Viral Acharya and Bruce Tuckman write on the moral hazard of lender of last resort facilities and the adverse consequences they are likely to have on financial stability, and propose a variety of remedies. It’s high time this issue was carefully addressed by academics, so I’m very pleased to see this paper.

I do have one quibble with the paper, however. It presents the lender of last resort as designed to support banks through crises by supporting the value of long-term, illiquid assets. I think the constraints of the theory here are undermining our discussion of what a lender of last resort should do. Bagehot’s lender of last resort lent mostly against 3 month paper — it might have been possible for one-year paper to be discounted by the lender of last resort in 19th c. Britain, but lending against “long-term” assets was unthinkable at the time.

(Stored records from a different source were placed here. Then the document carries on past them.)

PR #35243, opened 2020-03-22
Fix #32759, Don't zoom out when selecting vertices on the vertex editor

### LINKED ISSUE #32759: Maps zooms out on editing vertex by vertex tool
Canvas magnifier is set to other than 100%. I use vertex tool to manually editing coordinates, filling values in the coordinate table. On every coordinate update canvas zooms out.

Qgis 3.10
Win 7 x64 pro

uclaros:
## Description
Selecting vertices on the vertex editor while magnification is not set to 100% no longer messes with the zoom level.
Also changed to using the `visibleExtent()` since it might be smaller than the `extent()`.
Also added a canvas refresh. If selecting vertices outside the canvas, the view was zoomed but features were not drawn until zoomed or panned.

Fixes #32759

### DIFF
--- a/src/app/vertextool/qgsvertexeditor.cpp
+++ b/src/app/vertextool/qgsvertexeditor.cpp
@@ -433,9 +433,10 @@ void QgsVertexEditor::updateVertexSelection( const QItemSelection &, const QItem
     try
     {
       QgsRectangle transformedBbox = t.transform( *bbox );
-      QgsRectangle canvasExtent = mCanvas->mapSettings().extent();
+      const QgsRectangle canvasExtent = mCanvas->mapSettings().visibleExtent();
       transformedBbox.combineExtentWith( canvasExtent );
-      mCanvas->setExtent( transformedBbox );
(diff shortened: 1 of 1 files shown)


nyalldawson:
Thank you!! This has bugged me for a long time, and assumed the fix was complex. Didn't realise it was a matter of setting the "magnified" argument. 

Definitely some documentation improvements needed here... they are inbound now!

nyalldawson (approved):

uclaros:
@nyalldawson  NP! Why does the magnify argument default to false though? Don't we most of the times want to set the true visible extent on the user's screen?

nyalldawson:
@uclaros yeah I think it's the opposite of what we want...

uclaros:
A quick check did not reveal any other cases of using `setExtent()` and explicitly setting the magnify argument so it's either the default `false` was preffered or magnification was ignored.
Spatial bookmarks and zoom to feature for example ignore current magnification while they should not.
Is changing the default argument considered API break?

Issue #33893, opened 2020-01-17
Include Layer Type Icon in Attribute Table Header


Saijin-Naib:
**Feature description.**
A small tweak to include the layer type icon in the header of the attribute table to help disambiguate between similar/same named objects of different types.

A follow-on might be to hide/disable buttons that don't make sense in the given context (spatial tools like zoom/pan/flash to feature for non-geometry tables does not make much sense, for instance).

**Additional context**
A challenge:  
Which table is for the non-spatial table in the database, and which is for the geometry table?

![image](https://user-images.githubusercontent.com/19295950/72628819-1f4a0180-391d-11ea-93bd-881204136b93.png)

PR #35933, opened 2020-04-23
Support for adding dock widgets as tabs: addTabifyDockWidget()

### LINKED ISSUE #11953: opening data tables widens the main window
Author Name: **Paolo Cavallini** (@pcav)
Original Redmine Issue: [1893](https://issues.qgis.org/issues/1893)
Affected QGIS version: 3.6.0
Redmine category:gui

---
When opening >=3 tables while in docked mode, the main window becomes very wide, instead of shrinking the space allocated to each table

gacarrillor:
## Description
This PR has three related objectives: 
 1. **Add support for adding dock widgets as tabs.**
    QGIS has a number of panels that easily clutter dock widget areas making users to manually rearrange them. Some dock widgets seem very related, e.g. `Layers` and `Layer Order` or the dock widgets created when opening attribute tables. QGIS could take advantage of a new `addTabifiedDockWidget()` to 'group' some panels by default.

  2. **Offer such capability to Python plugin developers.**
    Dock widgets are great for displaying complete interfaces that extend QGIS functionality. However, if a plugin uses a dock widget and other dock widgets exist in the same area, chances are users get lost and have to realize that the plugin's GUI is shrinked to distribute the area among all existing dock widgets. Should plugin devs had an option to tabify their dock widgets on top of existing ones, their plugin users would benefit, by avoiding to rearrange GUI controls (after realizing that the GUI is actually there).

 3. **Fix #11953**
    A possible solution to avoid shrinking the `Layers` panel when opening more than 3 attribute tables (as dock widgets), is to group attribute tables into tabs. 

## Screencasts

**Before:**
attribute_table_before

**After:** 
attribute_table_after

## Demo
tabified_dock_widget_demo


src/app/qgisapp.cpp
```diff
@@ -16046,6 +16046,61 @@ void QgisApp::triggerCrashHandler()
...
+        }
+      }
+    }
+
+    if ( !onTopOfDockWidget )
+    {
+      onTopOfDockWidget = dockWidgetsInArea.at( 0 );  // Last resort
+    }
+    tabifyDockWidget( onTopOfDockWidget, dockWidget );
+    qApp->processEvents();  // Give the app a while to refresh controls
```
nyalldawson, line 16082: This is dangerous to call. I'd suggest making the auto focus behaviour a manual step and don't perform it automatically here.

nyalldawson: Note that if you use QgsDockWidget it's easy to do via setUserVisible

src/app/qgisapp.cpp
```diff
@@ -16046,6 +16046,61 @@ void QgisApp::triggerCrashHandler()
...
+
+  addDockWidget( area, dockWidget );  // First add the dock widget, then attempt to tabify
+  if ( dockWidgetsInArea.length() > 0 )
+  {
+    QDockWidget *onTopOfDockWidget = nullptr;
+    if ( !onTopOf.isEmpty() )
+    {
+      for ( QDockWidget *cw : dockWidgetsInArea )
+      {
+        if ( cw->windowTitle() == onTopOf )
```
nyalldawson, line 16069: This should use objectName and not the window title. Otherwise code will break in translated versions

src/gui/qgisinterface.h
```diff
@@ -889,10 +889,22 @@ class GUI_EXPORT QgisInterface : public QObject
...
+    /**
+     * Adds a \a dock widget to the given \a area and tabify it (if other dock widgets
+     * exist in the same \a area). The new tab will be selected.
+     *
+     * If \a onTopOf is given, the \a dock widget will be placed on top of a dock
+     * widget with such name (if it exists).
+     *
+     * \see addDockWidget()
+     */
+    virtual void addTabifiedDockWidget( Qt::DockWidgetArea area, QDockWidget *dockwidget, const QString &onTopOf = QString() ) = 0;
```
nyalldawson, line 906: I wonder if onTopOf should be an list (ordered by priority). It would make this more adaptable to customised dock placement...

src/app/qgisapp.cpp
gacarrillor: Wow! It was easier than I was suggesting, and also effective. Thanks!

src/app/qgisapp.cpp
gacarrillor: Done!

src/gui/qgisinterface.h
gacarrillor: Yes, I'm fine with a list of object names here. 
Implemented in https://github.com/qgis/QGIS/pull/35933/commits/14ba75517310d185c1195b7027d674e9ff4b5889!

src/app/qgisapp.cpp
```diff
@@ -16046,6 +16046,55 @@ void QgisApp::triggerCrashHandler()
...
+      QStringListIterator iter( onTopOf );
+      while ( iter.hasNext() )
+      {
+        const QString &objectName = iter.next();
+        for ( QDockWidget *cw : dockWidgetsInArea )
+        {
+          if ( cw->objectName() == objectName )
+          {
+            onTopOfDockWidget = cw;
+            iter.toBack();  // The task is done, exit the iterator
```
gacarrillor, line 16076: Not sure if that's the best way to break two iterations (i.e., `iter.toBack()` and `break`).
Please let me know if we should do it differently.

gacarrillor:
I just added tests for what I was showing off in the "Demo" screencast.

src/app/qgisapp.cpp
nyalldawson: I'd just use a standard range based for loop instead of QStringListIterator, and have a "bool found" variable in order to break out of the second loop

src/app/qgisapp.cpp
```diff
@@ -16046,6 +16046,55 @@ void QgisApp::triggerCrashHandler()
...
+    }
+
+    if ( !onTopOfDockWidget )
+    {
+      onTopOfDockWidget = dockWidgetsInArea.at( 0 );  // Last resort
+    }
+    tabifyDockWidget( onTopOfDockWidget, dockWidget );
+
+    // Select our newly added tab
+    QgsDockWidget *qdw = dynamic_cast< QgsDockWidget * >( dockWidget );
```
nyalldawson, line 16090: I still think we should leave this to be a manual step done by the caller when needed. I don't think we always want to force raise newly added docks.

gacarrillor: What about a boolean parameter `raiseTab` that is `true` by default?

nyalldawson: I'm just not sure how often we want to encourage developers to raise by default. I'm concerned that this could be (unintentionally) abused by plugins  -- if they call the method without setting raise to false, then on startup a user will constantly see their dock tab order reset with the plugin's docks moving to front...

gacarrillor: Well, it could be `false` by default to avoid that. 
I would just like to let this method be in charge of raising the tab.

If you still think it's not its business, let me know. I'll implement it as it better fits with QGIS as a whole.

nyalldawson: I'm ok if you make it false by default!

gacarrillor: Implemented in https://github.com/qgis/QGIS/pull/35933/commits/3c9a375173a1f529d3af1cdc54d741502ab6366c

src/app/qgisapp.cpp
gacarrillor: The iterator was removed in favor of a basic for loop. Thanks for the suggestion.

nyalldawson (approved):

gacarrillor:
Thank you @nyalldawson for your review. 
Should I add the `Feature` label to this PR?

pigreco:
@gacarrillor 
> Should I add the `Feature` label to this PR?

Yes please
otherwise it will be difficult to trace it

NathanW2:
Nice work on this one. We should look at getting some nice icons for the tab headers if we can in another PR.  I find the tabs get a bit lost when they are tabbed

gacarrillor:
Sounds like a good indicator for users.

Saijin-Naib:
> Nice work on this one. We should look at getting some nice icons for the tab headers if we can in another PR.  I find the tabs get a bit lost when they are tabbed

Similar to #33893?

gacarrillor:
> Nice work on this one. We should look at getting some nice icons for the tab headers if we can in another PR. I find the tabs get a bit lost when they are tabbed

Like this?
image

BTW, were you talking about attribute tables or in general for every tab from a tabBar in QGIS?

PR #35935, opened 2020-04-23
[layouts] Add explicit button to insert expressions in legend text

nyalldawson:
While this has been possible for a while by manually entering a "[% expression %]" string as part of a legend item's text, this is completely hidden from users and rather useless.

Now that we have a dedicated widget to allow configuration of individual legend items, we've got the capacity to show a dedicated "insert expression" button, just like we do for layout labels.

This makes it immediately clear to users that expressions CAN be used in legend item text, and also helps them construct valid expressions using the available expression context.

Peek 2020-04-23 16-25

### DIFF
--- a/src/gui/layout/qgslayoutlegendwidget.cpp
+++ b/src/gui/layout/qgslayoutlegendwidget.cpp
@@ -1434,15 +1434,17 @@ QgsLayoutLegendNodeWidget::QgsLayoutLegendNodeWidget( QgsLayoutItemLegend *legen
     mPatchShapeButton->hide();
   }
 
-  mLabelEdit->setText( currentLabel );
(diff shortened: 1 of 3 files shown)


nyalldawson:
(hands up any qgis users who actually knew this was possible! :stuck_out_tongue: )

nirvn (approved):
Big +1 ~~; a nice bonus is how easy this makes for the user to input multiline label (i.e., without having to rely on the character to wrap option).~~ oups, it's not working :)

nirvn:
Side note: your line symbol there is good looking :)

roya0045:
> (hands up any qgis users who actually knew this was possible! 😛 )

Since we're providing some love to the legend, any plan to finally close the symbol expression saga with the last two PRs 😟

PR #35937, opened 2020-04-23
[Tests][Server] WMS GetPrint group Mask file

rldhont:
To complete PR #35277


nyalldawson:
This is still seeing failures: https://travis-ci.org/github/qgis/QGIS/jobs/678631781

nyalldawson:
https://cdash.orfeo-toolbox.org/testDetails.php?test=18793780&build=39473

rldhont:
Can we compare images and accept some differences ?

In the test, we can deactivate the strict assert between individuals and group image results because the test also contains a control image.

rldhont:
It seems to be a segfault in image checker not in QGIS Server isn't it ?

In my view, models should evaluate short-term, medium-term and long-term assets. And it is open to question whether the lender of last resort should be providing any support to assets that are truly long-term — that is, in excess of three or five years — with the exception of Treasuries. After all it’s from clear that financial intermediaries should be carrying long-term assets (other than Treasuries) on their balance sheets at all, except in the trading book — which should be managed so that the banks don’t need access to a lender of last resort under any circumstances.

This view is a very different model of the financial system than the one we have, but I’m not sure there’s any way to stabilize the one we have for the reasons presented in Acharya and Tuckman together with the fact that the longer one goes, the harder it is to establish the value of any asset.